If evidence is found and measures are taken, the person concerned should be protected from unintended negative effects that go beyond the objective of the measure taken.

2.4 Filing a whistleblowing report
A whistleblowing report can be filed via the designated whistleblowing channel or via alternative channels described below. In accordance with SYSC18, the reporting mechanism and subsequent investigative procedures ensure the protection of the personal data of both the person who reports the irregularity and if relevant the natural person who is allegedly responsible for the irregularity.

2.4.1 Reporting channels available to RBL former and current employees
Per the HR Policy, Manual contact details for the Chair of the Board have been provided, however, a limited access email account has also been created for individuals that may wish to write to the Chair:

whistle.blowing@reliancebankltd.com

Alternatively, if, for any reason, an employee should feel uncomfortable using this route, they can file a report with their manager, their manager’s manager, the HR business partner, the compliance officer, a trusted person, or a senior representative of the employee’s choice. Concerns can be reported in writing or by telephone; employees are expected to specify that they are filing a report under this policy.
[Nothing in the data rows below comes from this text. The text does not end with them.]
Issue #179, opened 2021-02-14
New check - Use of tools that update deps like dependabot


naveensrinivasan:
Check if the dependabot is turned on the repository. This helps to identify any vulnerabilities on the project's dependencies.

vin01:
Perhaps this should be a general category for automatic dependency updates, also supporting popular tools like Renovate for dependency updates: https://github.com/renovatebot/renovate

naveensrinivasan:
closing it #322

PR #322, opened 2021-04-02
:sparkles: Automatic dependency update checks

naveensrinivasan:

  Feature

   #179

  * Checks if the dependencies are automatically updated.

None

* **Other information**:
None

### DIFF
--- a/checks/automatic_dependency_update.go
+++ b/checks/automatic_dependency_update.go
@@ -1,0 +1,53 @@
+// Copyright 2020 Security Scorecard Authors
+//
+// Licensed under the Apache License, Version 2.0 (the "License");
+// you may not use this file except in compliance with the License.
+// You may obtain a copy of the License at
+//
+//      http://www.apache.org/licenses/LICENSE-2.0
+//
+// Unless required by applicable law or agreed to in writing, software
+// distributed under the License is distributed on an "AS IS" BASIS,
+// WITHOUT WARRANTIES OR CONDITIONS OF ANY KIND, either express or implied.
+// See the License for the specific language governing permissions and
+// limitations under the License.
+
+package checks
+
+import (
+	"strings"
+
+	"github.com/ossf/scorecard/checker"
+)
+
+const check = "Automatic-Dependency-Update"
+
+//nolint
+func init() {
+	registerCheck(check, AutomaticDependencyUpdate)
+}
+
+// AutomaticDependencyUpdate will check the repository if it contains Automatic dependency update.
+func AutomaticDependencyUpdate(c *checker.CheckRequest) checker.CheckResult {
+	result := CheckIfFileExists(check, c, fileExists)
+	if !result.Pass {
+		result.Confidence = 3
+	}
+	return result
+}
+
+// fileExists will validate the if frozen dependencies file name exists.
+func fileExists(name string, logf func(s string, f ...interface{})) (bool, error) {
+	switch strings.ToLower(name) {
+	case ".github/dependabot.yml":
+		logf("dependabot config found: %s", name)
+		return true, nil
+		// https://docs.renovatebot.com/configuration-options/
+	case ".github/renovate.json", ".github/renovate.json5", ".renovaterc.json", "renovate.json",
+		"renovate.json5", ".renovaterc":
+		logf("renovate config found: %s", name)
+		return true, nil
+	default:
+		return false, nil
+	}
+}
--- a/checks/checks.md
+++ b/checks/checks.md
@@ -16,6 +16,13 @@ A project which is not active may not be patched, may not have its dependencies 
 **Remediation steps**
 - There is *NO* remediation work needed here. This is just to indicate your project activity and maintenance commitment.
 
+## Automatic-Dependency-Update 
+
+This check tries to determine if a project has dependencies automatically updated. The checks looks for [dependabot](https://dependabot.com/docs/config-file/) or [renovatebot](https://docs.renovatebot.com/configuration-options/).This check only looks if  it is enabled and does not ensure that it is run and PullRequests are merged. 
+
+**Remediation steps**
+- Signup for automatic dependency updates with dependabot or renovatebot and place the config file in the locations that are recommended by these tools.
+
 ## Branch-Protection 
 
 Branch protection allows defining rules to enforce certain workflows for branches, such as requiring a review or passing certain status checks. This check would work only when the token has [Admin access](https://github.community/t/enable-branch-protection-get-api-without-admin/14197) to the repository. This check determines if the default branch is protected. More specifically, the checks for AllowForcePushes (disabled), AllowDeletions (disabled),  EnforceAdmins (enabled), RequireLinearHistory (enabled), RequiredStatusChecks (enabled and must have non-empty context enabled), RequiredPullRequestReviews (>=1), DismissStaleReviews (enabled), RequireCodeOwnerReviews (enabled). 
--- a/checks/checks.yaml
+++ b/checks/checks.yaml
@@ -54,6 +54,16 @@ checks:
         The file should contain information on what constitutes a vulnerability
         and a way to report it securely (e.g. issue tracker with private issue
         support, encrypted email with a published public key).
+  Automatic-Dependency-Update:
+    description: >-
+      This check tries to determine if a project has dependencies automatically updated.
+      The checks looks for [dependabot](https://dependabot.com/docs/config-file/) or
+      [renovatebot](https://docs.renovatebot.com/configuration-options/). This check only looks if 
+      it is enabled and does not ensure that it is run and pull requests are merged.
+    remediation:
+      - >-
+        Signup for automatic dependency updates with dependabot or renovatebot and place the config
+        file in the locations that are recommended by these tools.
   Contributors:
     description: >-
       This check tries to determine if a project has a set of contributors from
--- a/e2e/automatic_deps_test.go
+++ b/e2e/automatic_deps_test.go
@@ -1,0 +1,58 @@
+// Copyright 2021 Security Scorecard Authors
+//
+// Licensed under the Apache License, Version 2.0 (the "License");
+// you may not use this file except in compliance with the License.
+// You may obtain a copy of the License at
+//
+//      http://www.apache.org/licenses/LICENSE-2.0
+//
+// Unless required by applicable law or agreed to in writing, software
+// distributed under the License is distributed on an "AS IS" BASIS,
+// WITHOUT WARRANTIES OR CONDITIONS OF ANY KIND, either express or implied.
+// See the License for the specific language governing permissions and
+// limitations under the License.
+
+package e2e
+
+import (
+	"context"
+
+	. "github.com/onsi/ginkgo"
+	. "github.com/onsi/gomega"
+
+	"github.com/ossf/scorecard/checker"
+	"github.com/ossf/scorecard/checks"
+)
+
+var _ = Describe("E2E TEST:Automatic-Dependency-Update", func() {
+	Context("E2E TEST:Validating dependencies are automatically updated", func() {
+		It("Should return deps are automatically updated for dependabot", func() {
+			l := log{}
+			checker := checker.CheckRequest{
+				Ctx:         context.Background(),
+				Client:      ghClient,
+				Owner:       "ossf",
+				Repo:        "scorecard",
+				GraphClient: graphClient,
+				Logf:        l.Logf,
+			}
+			result := checks.AutomaticDependencyUpdate(&checker)
+			Expect(result.Error).Should(BeNil())
+			Expect(result.Pass).Should(BeTrue())
+		})
+		It("Should return deps are automatically updated for renovatebot", func() {
+			l := log{}
+			checker := checker.CheckRequest{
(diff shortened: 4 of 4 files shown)


checks.md
```diff
@@ -161,3 +161,12 @@ This check tries to determine if the project has branch protection enabled.
...
 - For GitHub, check out the steps
   [here](https://docs.github.com/en/github/administering-a-repository/managing-a-branch-protection-rule).
+
+
+## Automatic-Dependency-Update
+
+This check tries to determine if the project has dependencies automatically updated.
+
+**Remediation steps**:
+- Enable dependabot for the project and have a dependabot.yml file in the repository.
```
inferno-chromium, line 171: s/and have a dependabot.yml file in the repository/by placing a .github/dependabot.yml in the root of your repository. See https://docs.github.com/en/code-security/supply-chain-security/enabling-and-disabling-version-updates for more information

checks/automatic_dependency_update.go
```diff
@@ -0,0 +1,37 @@
...
+
+//nolint
+// AutomaticDependencyUpdate will check the repository if it contains Automatic dependecy update.
+func AutomaticDependencyUpdate(c checker.Checker) checker.CheckResult {
+	return CheckIfFileExists(c, fileExists)
+}
+
+// fileExists will validate the if frozen dependecies file name exists.
+func fileExists(name string, logf func(s string, f ...interface{})) bool {
+	return strings.Contains(name, strings.ToLower("dependabot.yml"))
```
inferno-chromium, line 36: this should be exact path, in <root>/.github/dependabot.yml

checks/automatic_dependency_update.go
```diff
@@ -0,0 +1,37 @@
...
+	"github.com/ossf/scorecard/checker"
+)
+
+//nolint
+func init() {
+	registerCheck("Automatic-Dependency-Update", AutomaticDependencyUpdate)
+}
+
+//nolint
+// AutomaticDependencyUpdate will check the repository if it contains Automatic dependecy update.
```
inferno-chromium, line 29: typo dependency

checks.md
```diff
@@ -161,3 +161,12 @@ This check tries to determine if the project has branch protection enabled.
...
   [here](https://docs.github.com/en/github/administering-a-repository/managing-a-branch-protection-rule).
+
+
+## Automatic-Dependency-Update
+
+This check tries to determine if the project has dependencies automatically updated.
+
+**Remediation steps**:
+- Enable dependabot for the project and have a dependabot.yml file in the repository. 
+
```
inferno-chromium, line 172: This is an amazing check, but there are two problems:
1. Dependabot can be enabled on org level
2. Dependabot can be enabled via UI
and this is substantial portion of things, and we would show incorrect result for these. maybe we should bring some of these problems with github api in next openssf sync, e.g. branch protection, this one with knowing security settings like dependabot, etc. Landing this as-is will be problematic since we cannot get right status in many cases and scorecard needs to be accurate. thoughts?

naveensrinivasan: > This is an amazing check, but there are two problems:
> 
> 1. Dependabot can be enabled on org level
> 2. Dependabot can be enabled via UI
>    and this is substantial portion of things, and we would show incorrect result for these. maybe we should bring some of these problems with github api in next openssf sync, e.g. branch protection, this one with knowing security settings like dependabot, etc. Landing this as-is will be problematic since we cannot get right status in many cases and scorecard needs to be accurate. thoughts?

I agree this might be an issue. We can have in-depth discussion. 

Also

- But why not provide an results with lesser confidence, we can never be 100% in some of the cases.

- Another way to solve this issues is to look for commits and check for `Author: dependabot[bot] <49699333+dependabot[bot]@users.noreply.github.com>` and check for signed commits

inferno-chromium: yes can be then

- look for that file .github/dependabot.yml, if exists, pass with high confidence.
- if failed, check for commits [we have to see how far we can go without burning quota, or instead see if we can get user dependabot events by api]. if that exists, pass with medium-high confidence, depending on last update?
- otherwise fail with low confidence (like 3?)

thoughts, can also brainstorm in next meeting with @azeemshaikh38 . but even this is a good start i think.

naveensrinivasan: Sounds good.

asraa: Some projects may have dependabot for tooling (let's say a primary C++ project with no dependabot, but has python deps that utilize dependabot). 

I wonder if we should lower confidence for projects with unsupported languages

laurentsimon: re: dependabot commits. If people have dependabot installed, we might still want to verify that they accept dependabot's PRs once in a while.

inferno-chromium: yes right, this might be a better or definitely needed part here, which is did any dependendabot cls land in a while.

naveensrinivasan:
Going to start working on this.

laurentsimon:
re: @asraa I agree confidence should be lowered for other languages in the repo that are not defined in the dependabot config file. We could list files and their extension: if any of these files are not tracked by the dependabot config, they should reduce the score. It'd be great to weight the scoring based on how much code is tracked or not - maybe by looking at number of lines for each lanaguages.

There's the [language API](https://docs.github.com/en/rest/reference/repos#list-repository-languages) that I initially thought could help, but it unfortunately only works at the repo level, ie we cannot specify folders of interest.

laurentsimon:
@nathannaveen what's left for this PR to land?

naveensrinivasan:
> re: @asraa I agree confidence should be lowered for other languages in the repo that are not defined in the dependabot config file. We could list files and their extension: if any of these files are not tracked by the dependabot config, they should reduce the score. It'd be great to weight the scoring based on how much code is tracked or not - maybe by looking at number of lines for each lanaguages.
> 
> There's the [language API](https://docs.github.com/en/rest/reference/repos#list-repository-languages) that I initially thought could help, but it unfortunately only works at the repo level, ie we cannot specify folders of interest.

I think for the initial release I am not going to target that

naveensrinivasan:
> @nathannaveen what's left for this PR to land?

> 1. if failed, check for commits [we have to see how far we can go without burning quota, or instead see if we can get user dependabot events by api]. if that exists, pass with medium-high confidence, depending on last update?

☝️ This will burn the API quota's

> 2. otherwise fail with low confidence (like 3?) 

For now, we can stay with fail with low confidence. 

Thoughts?

inferno-chromium:
> > @nathannaveen what's left for this PR to land?
> 
> > 1. if failed, check for commits [we have to see how far we can go without burning quota, or instead see if we can get user dependabot events by api]. if that exists, pass with medium-high confidence, depending on last update?
> 
> ☝️ This will burn the API quota's . AFAIK there aren't dependabot events by API.
> 
> > 1. otherwise fail with low confidence (like 3?)
> 
> For now, we can stay with fail with low confidence.
> 
> Thoughts?

Ok this is fine, but please add renovatebot file check in this as well. renovatebot is extremely common, and either one of the two is fine. in documentation, we should say this check only looks if it is enabled and not ensures that it is run and prs merge (maybe tbd for future ?) ?? @azeemshaikh38 @laurentsimon thoughts?

laurentsimon:
> > @nathannaveen what's left for this PR to land?
> 
> > 1. if failed, check for commits [we have to see how far we can go without burning quota, or instead see if we can get user dependabot events by api]. if that exists, pass with medium-high confidence, depending on last update?
> 
> ☝️ This will burn the API quota's . AFAIK there aren't dependabot events by API.
> 
> > 1. otherwise fail with low confidence (like 3?)
> 
> For now, we can stay with fail with low confidence.
> 
> Thoughts?



> > @nathannaveen what's left for this PR to land?
> 
> > 1. if failed, check for commits [we have to see how far we can go without burning quota, or instead see if we can get user dependabot events by api]. if that exists, pass with medium-high confidence, depending on last update?
> 
> ☝️ This will burn the API quota's . AFAIK there aren't dependabot events by API.

Please add a TODO in the code that we should also list commits even when we find the dependabot's config file (to ensure users actually update their dependencies).

re: quota: An alternative approach could be to run the cron jobs with some checks turned off. Within a few days we could run different checks so that, every week, we have all the checks. Do we actually need the cron job to run every single day? (It's ideal, but is it really necessary?)

> 
> > 1. otherwise fail with low confidence (like 3?)
> 
> For now, we can stay with fail with low confidence.
> 
> Thoughts?

I suppose that's the best we can do now. Note that "fail with low confidence" achieves little from a user's point of view. If I use scorecard and I get this result, it's almost like a noop: I have no idea how to interpret it. @asraa who tests scorecard for envoy, so she may comment.

naveensrinivasan:
> > > @nathannaveen what's left for this PR to land?
> > 
> > 
> > > 1. if failed, check for commits [we have to see how far we can go without burning quota, or instead see if we can get user dependabot events by api]. if that exists, pass with medium-high confidence, depending on last update?
> > 
> > 
> > ☝️ This will burn the API quota's . AFAIK there aren't dependabot events by API.
> > > 1. otherwise fail with low confidence (like 3?)
> > 
> > 
> > For now, we can stay with fail with low confidence.
> > Thoughts?
> 
> > > @nathannaveen what's left for this PR to land?
> > 
> > 
> > > 1. if failed, check for commits [we have to see how far we can go without burning quota, or instead see if we can get user dependabot events by api]. if that exists, pass with medium-high confidence, depending on last update?
> > 
> > 
> > ☝️ This will burn the API quota's . AFAIK there aren't dependabot events by API.
> 
> Please add a TODO in the code that we should also list commits even when we find the dependabot's config file (to ensure users actually update their dependencies).
> 
> re: quota: An alternative approach could be to run the cron jobs with some checks turned off. Within a few days we could run different checks so that, every week, we have all the checks. Do we actually need the cron job to run every single day? (It's ideal, but is it really necessary?)

☝️  This is would be a separate issue  

> 
> > > 1. otherwise fail with low confidence (like 3?)
> > 
> > 
> > For now, we can stay with fail with low confidence.
> > Thoughts?
> 
> I suppose that's the best we can do now. Note that "fail with low confidence" achieves little from a user's point of view. If I use scorecard and I get this result, it's almost like a noop: I have no idea how to interpret it. @asraa who tests scorecard for envoy, so she may comment.

checks/automatic_dependency_update.go
```diff
@@ -0,0 +1,52 @@
...
+}
+
+// fileExists will validate the if frozen dependencies file name exists.
+func fileExists(name string, logf func(s string, f ...interface{})) (bool, error) {
+	switch strings.ToLower(name) {
+	case ".github/dependabot.yml":
+		logf("dependabot config found: %s", name)
+		return true, nil
+		// https://docs.renovatebot.com/configuration-options/
+	case ".github/renovate.json", ".github/renovate.json5", ".renovaterc.json", "renovate.json", "renovate.json5":
```
inferno-chromium, line 46: can you add ".renovaterc" as well
also please add a TODO for "package.json (within a "renovate" section)"

checks/automatic_dependency_update.go
```diff
@@ -0,0 +1,52 @@
...
+const check = "Automatic-Dependency-Update"
+
+//nolint
+func init() {
+	registerCheck(check, AutomaticDependencyUpdate)
+}
+
+// AutomaticDependencyUpdate will check the repository if it contains Automatic dependency update.
+func AutomaticDependencyUpdate(c *checker.CheckRequest) checker.CheckResult {
+	result := CheckIfFileExists(check, c, fileExists)
```
inferno-chromium, line 32: We need to later improve CheckIfFileExists so that it caches content and does not download again if it already exists. We have too many checks now that depend on files. @azeemshaikh38 fyi

checks/checks.md
```diff
@@ -16,6 +16,13 @@ A project which is not active may not be patched, may not have its dependencies
 **Remediation steps**
 - There is *NO* remediation work needed here. This is just to indicate your project activity and maintenance commitment.
 
+## Automatic-Dependency-Update 
+
+This check tries to determine if a project has dependencies automatically updated. The checks looks for [dependabot](https://dependabot.com/docs/config-file/) or [renovatebot](https://docs.renovatebot.com/configuration-options/).This check only looks if  it is enabled and does not ensure that it is run and PullRequests are merged.
```
inferno-chromium, line 21: nite spaces messed up in ".This check only looks if  it"
should be ". This check only looks if it"

inferno-chromium: s/PullRequests/pull requests
no need to capitalize

inferno-chromium (approved):
Thanks a lot!

checks/automatic_dependency_update.go
naveensrinivasan: https://github.com/ossf/scorecard/issues/542

naveensrinivasan: Took care of the other item. Thanks

checks/checks.md
naveensrinivasan: Thanks, took care of it.

checks/automatic_dependency_update.go
naveensrinivasan: https://github.com/ossf/scorecard/issues/545

azeemshaikh38: Commented on the issue. This is definitely an improvement we should work on, but a low priority IMO.

PR #330, opened 2021-04-07
:seedling: Included dependencies for k8s

naveensrinivasan:

  * Included the k8s dependencies.

None

* **Other information**:

None


cron/projects.txt
```diff
@@ -2329,3 +2329,73 @@ github.com/yaml/pyyaml,
 github.com/twisted/incremental,
 github.com/zopefoundation/zope.interface,
 github.com/twisted/constantly,
+github.com/alibaba/hessian2-codec.git,
+github.com/alibaba/hessian2-codec,
```
inferno-chromium, line 2333: this and previous line seems same, maybe we should strip .git from all urls ?
also, can we keep this file sorted with unique lines, it is easy to maintain a sorted list?

naveensrinivasan: The hessian-codec was from the changes for `bazel deps`. I will take care of that. I will also sort it

naveensrinivasan: @inferno-chromium  I took care of the `.git` one. 

The sorting requires a lot more changes to the  `./scripts/update` codebase. That will be in subsequent PR's

inferno-chromium (approved):

PR #337, opened 2021-04-08
✨  Included dependency parsing for go 

naveensrinivasan:

 feature

  * Included dependency parsing of go.mod files.
  * Parse vanity URL in go.mod to add dependencies
  * Updated k8s dependencies based on the vanity URL's.

None

* **Other information**:
None


scripts/update/main.go
```diff
@@ -61,12 +74,94 @@ func GetBazelDeps(repo RepositoryDepsURL) []Repository {
...
+	mods := &gomod{}
+	if err := json.Unmarshal(out.Bytes(), mods); err != nil {
+		log.Panic(err)
+	}
+	// Close the file
+	if err := tmpFile.Close(); err != nil {
+		log.Panic(err)
+	}
+
+	for _, match := range mods.Require {
```
dlorenc, line 135: I think this is actually a common misconception with go.mod files - they do not contain the full set of dependencies required to build an application. For that, you need to use `go list -m all`.

naveensrinivasan: I am guessing `go list -m all` gives transitive dependency. Do we need the transitive dependencies?

dlorenc: I don't think it's that simple but can't explain it perfectly myself. My understanding is that go.mod only contains dependencies that are not the "natural" versions that would be selected by MVS.

naveensrinivasan: So you think we should change the implementation to use the go list -m all instead of go.mod?

dlorenc: Yeah, I understand "go list -m all", but I don't understand go.mod :)

It's possible that go.mod is all we need if we only care about direct dependencies, but from a security standpoint transitive dependencies are just as important.

naveensrinivasan: I understand. I am going to try and see if we can go list -m all with just go.mod and go.sum.

naveensrinivasan: OK, my doubt was correct, can't get the `go list -m all` with just `go.sum` and `go.mod`. We would have to download the entire repository.

naveensrinivasan: I am going to change the implementation to download the repository and then run `go list -m all`

naveensrinivasan: Took care of it. Thanks

dlorenc (approved):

If a (potential or suspected) abuse or irregularity is reported to a line manager or senior officer (or any of the other alternative channels indicated above), the recipient is required to contact the Compliance Team without delay for further guidance.

2.4.2 Reporting channels third parties
The RBL whistleblowing channel is also open to third parties. Third parties include clients, suppliers, agents, etc. This policy is not designed for clients who wish to file a complaint. These clients are kindly requested to follow the complaints procedure.

Third parties can report any irregularities under this policy emailing;

whistle.blowing@reliancebankltd.com

The four key principles of RBLs Whistleblowing Policy referred to in paragraph 2.3 (the protection of confidentiality; the prevention of victimisation and non-retaliation principle; reporting in good faith; and protection of accused persons) are also applicable to third parties making use of the policy. Whilst whistleblowing to the Bank allows us to investigate at source and take any actions quickly, sometimes it can be more appropriate to whistleblow to an external channel (eg for certain types of Conduct concerns). External notification may be made anonymously to either the FCA or PRA as follows:

FCA

FCA URL

Telephone: 0207 066 9200

Email: whistle@fca.org.uk

Post: Intelligence Department (Ref PIDA) Financial Conduct Authority, 12 Endeavour Square, London, E20 1JN

PRA

PRA URL

Telephone: +44 (0)203 461 8703

Email: whistleblowing@bankofengland.co.uk

Post: Confidential reporting (whistleblowing) IAWB team, Legal Directorate, Bank of England, Threadneedle Street, London, EC2R 8AH

2.5 Alternative external reporting channels
https://www.fca.org.uk/firms/whistleblowing

Call: +44 (0)20 7066 9200 during office hours or leave a message Email: whistle@fca.org.uk
Write to: Intelligence Department (Ref PIDA), Financial Conduct Authority, 12 Endeavour Square, London, E20 1JN

3. Procedure for Dealing with Concerns
3.1 All investigations will be conducted sensitively, as quickly as possible, and under this procedure. The investigation should be concluded within three months of the matter being raised, though some scenarios may result in a longer timeframe. While the Bank cannot guarantee that the outcome will be as the employee may wish, the matter will be handled fairly and in accordance with the Whistleblowing Policy.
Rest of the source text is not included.